With its Gerbera daisy motif and boxy shape, A
New Adventure Every Day looks destined to reside
alongside quotation compilations and mini book lights
on the store's "gift idea" display. Don't be fooled by
the sun-shiny design or seemingly superfluous nature
of some of the adventures. It is a fun and easy read,
brief missives interspersed with Silberkleit's
well-penned personal essays, but it is also
potentially life-shifting. I found that any skepticism
dissipated as soon as I put the book to work.
So it isn't bungee jumping, but my clammy hands
told me that to "call a new person every day"
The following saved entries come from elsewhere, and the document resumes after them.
PR #132, opened 2019-04-07
[RFR]: Dicom anonymise file + folder

Centrus007:


notebooks/dcm/anonymise-dicoms-glob-method.ipynb
```diff
@@ -0,0 +1,95 @@
...
+   "source": [
+    "import os\n",
+    "from glob import glob\n",
+    "import pathlib\n",
+    "\n",
+    "import pydicom\n",
+    "\n",
+    "from pymedphys.dicom import anonymise_dicom_dataset"
+   ]
+  },
```
Centrus007: merged in Jacob's changes to pre-empt any conflicts. But we'll merge his changes in first so they're appropriately attributed to him :)

src/pymedphys/dicom/_level2/anonymise.py
```diff
@@ -213,6 +239,36 @@ def anonymise_dicom_dataset(ds, replace_values=True, delete_private_tags=True,
...
+                         delete_private_tags=True, keywords_to_keep=None,
+                         ignore_unknown_tags=False, delete_unknown_tags=False):
+
+    ds = pydicom.dcmread(dicom_filepath)
+
+    if overwrite_file:
+        dicom_anon_filepath = dicom_filepath
+    else:
+        dicom_anon_filepath = pjoin(dirname(dicom_filepath),
+                                    'Anonymised_' + basename(dicom_filepath))
```
Centrus007: Keen for thoughts on this. Currently, if the user doesn't want to replace the file, this function just prepends 'Anonymized' to the existing filename.

One problem with this approach is that the filename itself can have identifying information. Although many DICOM filenames tend to just consist of the SOPInstanceUID preprended with something like 'CT' or 'RP' it's also not so uncommon for DICOM filenames to consist of patient info. E.g. ARIA exports DICOM files containing PatientID by default.

Should we try to handle this, or not? E.g., we could search the filename for instances of, say, PatientID and Patient Name - heck, maybe even search for all of the anonymized DICOM tag values in the filename - and either wipe them or replace them with dummy values. The trade-off as I see it is:

- If we do this, the user can more completely rely on the function's anonymisation, BUT

- It introduces a level of inconvenience to the user, where it'll be harder to see which of the original files a new anonymized file corresponds to. This would especially be annoying for anonymisation within a folder.

Is it enough to simply warn the user that the filename is untouched and that the user should take care to rename themselves? Or maybe even provide both solutions?

Centrus007:
> What if we remove the parameters for "ignore" for both unknown and for private. And we just have the delete versions. As in delete private and delete unknown. Have both delete parameters default to None. Then, if a private or an unknown exist in the dataset and either of these parameters are None then an error is raised saying the user needs to explicitly declare what they want to happen with those tags.

I do think I prefer that approach. :) 

I also think there should be a provision to delete *all* unknown and delete *all* private tags. If this is what the user wants, it could be quite cumbersome for them to be forced to explicitly supply each private/unknown tag that they want to delete.

src/pymedphys/dicom/_level2/anonymise.py
SimonBiggs: I think we should create a family of anonymise CLI functions. One should be of the form:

registered as risk. Shortly after reading "spend an
entire day listening to your internal guidance
system," I followed my gut to a store I never shop in
and ran into a friend I had lost track of. "Become a
money expert" was next. This was the mental equivalent
of a bull fight, in my book, but I forced my way
through a couple finance-for-dummies-type books. Now I
find myself tuning into talk radio economic programs
that used to put me to sleep at the wheel--and
understanding them. I swear my heart rate even goes
up.
I ask Silberkleit to define boredom.
"Failure to remember that all of life is
adventurous."
"Have you ever been bored?"
He doesn't hesitate. "No." With that, he points out
the window to a black and white cat across the street
who is playing by itself. The cat hurls an unseen
something upwards, pounces after it, and crouches
still, an unsprung coil, in the pale winter grass.